(Saved data entries)
Issue #710, opened 2021-09-17
Polyphase interpolation not working with lossless compression


larspalo:
Currently GO falls back to linear interpolation when lossless compression is enabled.

Line 409 in GOSoundAudioSection.cpp:
`/* TODO: Add support for polyphase compressed decoders. Fallback to
		 * linear interpolation for now. */`

PR #1919, opened 2024-06-06
Reworked the resampler code https://github.com/GrandOrgue/grandorgue/issues/710

oleg68:
This is a next PR related to #710 

Earlier there were a lot of similar code that did resampling with different conditions.

I implementing a single template class GOSoundResample::ScalarProductionResampler that does resampling in the function ResampleBlock. There are two subclasses LinearResampler and PolyphaseResampler that use the same algorithm of scalar production but has different coefficients and "points": the number of continous source samples required for calculating one target sample.

All conditions come as a template parameters to ResampleBlock: the source of the continous samples "FloatingSampleVector" with different implementations. For the performance reasons I don't use virtual functions but I use a compile-time linking with template parameters.

It allowed me to eliminate lot of duplicate code and use incarnations of GOSoundResample::ScalarProductionResampler::ResampleBlock in all cases. Most of them are in GOSoundStream:DecodeBlock and GOSoundStream:getDecodeBlockFunction.

There are several other minor changes:
- Moved the current interpolation algorithm from GOSoundResample to GOSoundEngine
- All coefficients are calculated in the GOSoundResample constructor. This class does not more contain any changing state
- Added lots of comments
- Small simplification of GOSoundStream logic (eliminated "margins" and extra members)

It is only a preparing refactoring. No GO behavior should be chanded.

But now implementing a polyphase-compressed is quite easy: we only need to create a proper FloatingSampleVector implementation and describe the new combinations in `GOSoundStream:getDecodeBlockFunction`

### DIFF
--- a/src/grandorgue/sound/GOSoundAudioSection.cpp
+++ b/src/grandorgue/sound/GOSoundAudioSection.cpp
@@ -27,6 +27,8 @@
 #define M_PI 3.14159265358979323846
 #endif
 
+static constexpr unsigned DEFAULT_END_SEG_LENGTH = MAX_READAHEAD * 2;
+
 GOSoundAudioSection::GOSoundAudioSection(GOMemoryPool &pool)
   : m_data(NULL),
     m_ReleaseAligner(NULL),
@@ -105,18 +107,11 @@ bool GOSoundAudioSection::LoadCache(GOCache &cache) {
     return false;
   for (unsigned i = 0; i < temp; i++) {
     EndSegment s;
-    if (!cache.Read(&s.end_offset, sizeof(s.end_offset)))
-      return false;
+
     if (!cache.Read(
           &s.next_start_segment_index, sizeof(s.next_start_segment_index)))
       return false;
     if (!cache.Read(&s.transition_offset, sizeof(s.transition_offset)))
-      return false;
-    if (!cache.Read(&s.end_loop_length, sizeof(s.end_loop_length)))
-      return false;
-    if (!cache.Read(&s.read_end, sizeof(s.read_end)))
-      return false;
-    if (!cache.Read(&s.end_pos, sizeof(s.end_pos)))
       return false;
     if (!cache.Read(&s.end_size, sizeof(s.end_size)))
       return false;
@@ -185,18 +180,11 @@ bool GOSoundAudioSection::SaveCache(GOCacheWriter &cache) const {
     return false;
   for (unsigned i = 0; i < temp; i++) {
     const EndSegment *s = &m_EndSegments[i];
-    if (!cache.Write(&s->end_offset, sizeof(s->end_offset)))
-      return false;
+
     if (!cache.Write(
           &s->next_start_segment_index, sizeof(s->next_start_segment_index)))
       return false;
     if (!cache.Write(&s->transition_offset, sizeof(s->transition_offset)))
-      return false;
-    if (!cache.Write(&s->end_loop_length, sizeof(s->end_loop_length)))
-      return false;
-    if (!cache.Write(&s->read_end, sizeof(s->read_end)))
-      return false;
-    if (!cache.Write(&s->end_pos, sizeof(s->end_pos)))
       return false;
     if (!cache.Write(&s->end_size, sizeof(s->end_size)))
       return false;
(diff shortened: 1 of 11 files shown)


oleg68:
An implementation with polyphase and compression can be tried at https://github.com/oleg68/GrandOrgue-official/actions/runs/9438819810

larspalo:
> An implementation with polyphase and compression can be tried at https://github.com/oleg68/GrandOrgue-official/actions/runs/9438819810

While testing this I have crashes/hangs as soon as I try to load a sample set and play anything (without lossless compression enabled, but with 24 bit 48 kHz) with the following log messages:

Sun 09 Jun 2024 21:34:24 CEST: 21:34:24: Warning: GOCondition::WaitOrStop: timeout while GOSoundGroupTask::Finish waited for condition 0x55605fabfc88
Sun 09 Jun 2024 21:34:24 CEST: 21:34:24: Warning: GOCondition::WaitOrStop: timeout while GOSoundGroupTask::Finish waited for condition 0x55605fabfc88
Sun 09 Jun 2024 21:34:24 CEST: 21:34:24: Warning: GOCondition::WaitOrStop: timeout while GOSoundGroupTask::Finish waited for condition 0x55605fabfc88

And then GO would stop responding (hang/crash).

oleg68:
@larspalo Seems I managed to fix this issue.

The result build without polyphase on compressed samplesets: https://github.com/oleg68/GrandOrgue-official/actions/runs/9527551377

The build with polyphase on compressed samplesets: https://github.com/oleg68/GrandOrgue-official/actions/runs/9527558158

larspalo:
I've played a little with the latest builds for both this PR and the polyphase/lossless compression branch. At first everything worked fine and I could open some quite large sample sets with lossless compression and change the interpolation methods. But then, for some reason, as I loaded BygdsiljumChurch that is a wavpacked .orgue package the same error as above (or a very similar one) occurred:

```
Sat 15 Jun 2024 22:36:04 CEST: 22:36:04: Warning: GOCondition::WaitOrStop: timeout while GOSoundGroupTask::Finish waited for condition 0x55c5a0075638
Sat 15 Jun 2024 22:36:04 CEST: 22:36:04: Warning: GOCondition::WaitOrStop: timeout while GOSoundGroupTask::Finish waited for condition 0x55c5a0075638
Sat 15 Jun 2024 22:36:04 CEST: 22:36:04: Warning: GOCondition::WaitOrStop: timeout while GOSoundGroupTask::Finish waited for condition 0x55c5a0075638
```

Then I tried loading another .orgue package (NorrfjardenChurch) and the same thing happened (just a short blower sound, then log warnings and hang). The same with BureaChurch package. I then opened Burea Church as non package version but with wavpacked samples and the same thing happened again. Same story with KalvtraskChurch original, but not with the extended version - both of them have samples in plain wav format though. I don't know if it's related, but a common denonominator for all of the sample sets that crash/hang is that they have blower noise that starts engaged.

Anyway, I could also reproduce it with orgue_esmuc, GreenPositiv_GrandOrgue_1_2 and Kassel-Niederzwehren (and quite possibly many others) so it's not only my sample sets that are affected.

oleg68:
@larspalo When I was playing my composite organ I managed to reproduce this effect with exactly one note of one stop. This sample set is in plain wav format. So I think it is related with certain samples. I'll discover it more.

oleg68:
It happens with very long samples (> 10 seconds). The reason is unsigned int overflowing in https://github.com/GrandOrgue/grandorgue/pull/1919/files#diff-ff956ee130c777545820fc98e15b72eb22c70d0a15262d4277d700ccf3ae1120R98-R104

```
    inline unsigned AvailableTargetSamples(unsigned endIndex) {
      return m_index < endIndex ? ((endIndex - m_index) * UPSAMPLE_FACTOR
                                   + m_FractionIncrement - 1 // for rounding up
                                   - m_fraction)
          / m_FractionIncrement
                                : 0;
    }
```

oleg68:
@larspalo I fixed the infinite loop. The builds:
- Without polyphase compressed: https://github.com/oleg68/GrandOrgue-official/actions/runs/9536304072
- With polyphase compressed: https://github.com/oleg68/GrandOrgue-official/actions/runs/9536310627

oleg68:

larspalo (approved):

oleg68:

rousseldenis (approved):

Issue #1265, opened 2022-11-18
[feature] Add regex matching with the audio device name


larspalo:
Since some time, at least dating back to commit 3a861221a252c4ec60aa93e1ce2c031c99cc1744 but could be older, the device id of USB audio devices seem to randomly change again at boots. This requires re-setting the audio device to get working sound again since wrong id is stored since last boot. A matching solution like that of the MIDI devices perhaps would be in order?

oleg68:
@larspalo 

1 . Do you have several devices with the same `Physical name regex pattern` in their midi setup?
2. Are they plugged in an external usb hub or in the usb sockets on the motherboard?

larspalo:
@oleg68 1. No, not normally anymore 2. Directly, or rather into a single usb interface by MIDI cables

However, I do need to do some additional careful testing to rule out that this was happening not only because I tend to use many different GO versions, that may not all be in sync with their versions, and that may have confused the settings (naming of the audio devices/ports). Anyway, the issue was with the audio device (also usb) that changed the port/id name, not really with the MIDI (but indeed the audio device also is MIDI capable and listed as an available MIDI device).

larspalo:
@oleg68 Just to be clear, this is mainly an audio issue when it actually happens, I'm still trying to decide if it's really an issue or not...

This is the main issue:
![Skärmbild från 2022-11-22 21-13-08](https://user-images.githubusercontent.com/6173941/203421187-170177a4-5666-48c7-9a02-6b547ea7a97e.png)
That is: audio device is changed and not matching anymore
The new working settings would be:
![Skärmbild från 2022-11-22 21-13-37](https://user-images.githubusercontent.com/6173941/203421367-c05d024f-42fc-474c-80a8-1e5e217234c9.png)
And the MIDI settings would be:
![Skärmbild från 2022-11-22 21-13-54](https://user-images.githubusercontent.com/6173941/203421411-69131fe4-d487-43cc-9737-82b6264237c2.png)
At another reboot I could have a new working audio device port after a similar error as the first screenshot:
![Skärmbild från 2022-11-22 21-42-44](https://user-images.githubusercontent.com/6173941/203421741-b1cc2915-8791-4772-b9d7-0910bac97973.png)
And the new MIDI settings would be:
![Skärmbild från 2022-11-22 21-42-59](https://user-images.githubusercontent.com/6173941/203421885-45586db2-dba1-44b8-b6f5-304d5df01948.png)

[...]

PR #1929, opened 2024-06-24
Extracted class GODeviceNamePattern from GOMidiDeviceConfig

oleg68:
This is the first PR related to #1265

It extracts the matching device name code from `GOMidiDeviceConfig` to a new class `GODeviceNamePattern`.

### DIFF
--- a/src/grandorgue/CMakeLists.txt
+++ b/src/grandorgue/CMakeLists.txt
@@ -56,6 +56,7 @@ combinations/model/GOGeneralCombination.cpp
 combinations/GODivisionalSetter.cpp
 combinations/GOSetter.cpp
 config/GOConfig.cpp
+config/GODeviceNamePattern.cpp
 config/GOMidiDeviceConfig.cpp
 config/GOMidiDeviceConfigList.cpp
 config/GOPortsConfig.cpp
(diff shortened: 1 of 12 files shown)


larspalo:
@oleg68 While testing this PR I noticed that I get consistent crashes when enabling the Lossless compression (without compression it seems to be ok). My settings usually was Linear interpolation, 24 bit 48 kHz with the lossless compression when the crash happens. Doesn't matter what sample set I use. It's loaded and soon after playing a few notes on it, GO will crash.

oleg68:
@larspalo I couldn't reproduce this problem. Might be it was not related with this PR?

I rebased https://github.com/oleg68/GrandOrgue-official/tree/refactor/devicenamepattern over the reworked code working with lossless compression and Linear interpolation. Could you try the new build from https://github.com/oleg68/GrandOrgue-official/actions/runs/9766254204 ?

If crashes still happen, could you provide me any additional information stacktrace, crush dump and so on?

larspalo (approved):
Now I cannot get any crash to happen.

oleg68:

oleg68:

rousseldenis (approved):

**Requirement:**
Using the entries above, quote each line verbatim from the first through the line that contains "Earlier there were".

**Response to this exercise:**
Issue #710, opened 2021-09-17
Polyphase interpolation not working with lossless compression


larspalo:
Currently GO falls back to linear interpolation when lossless compression is enabled.

Line 409 in GOSoundAudioSection.cpp:
`/* TODO: Add support for polyphase compressed decoders. Fallback to
		 * linear interpolation for now. */`

PR #1919, opened 2024-06-06
Reworked the resampler code https://github.com/GrandOrgue/grandorgue/issues/710

oleg68:
This is a next PR related to #710 

Earlier there were a lot of similar code that did resampling with different conditions.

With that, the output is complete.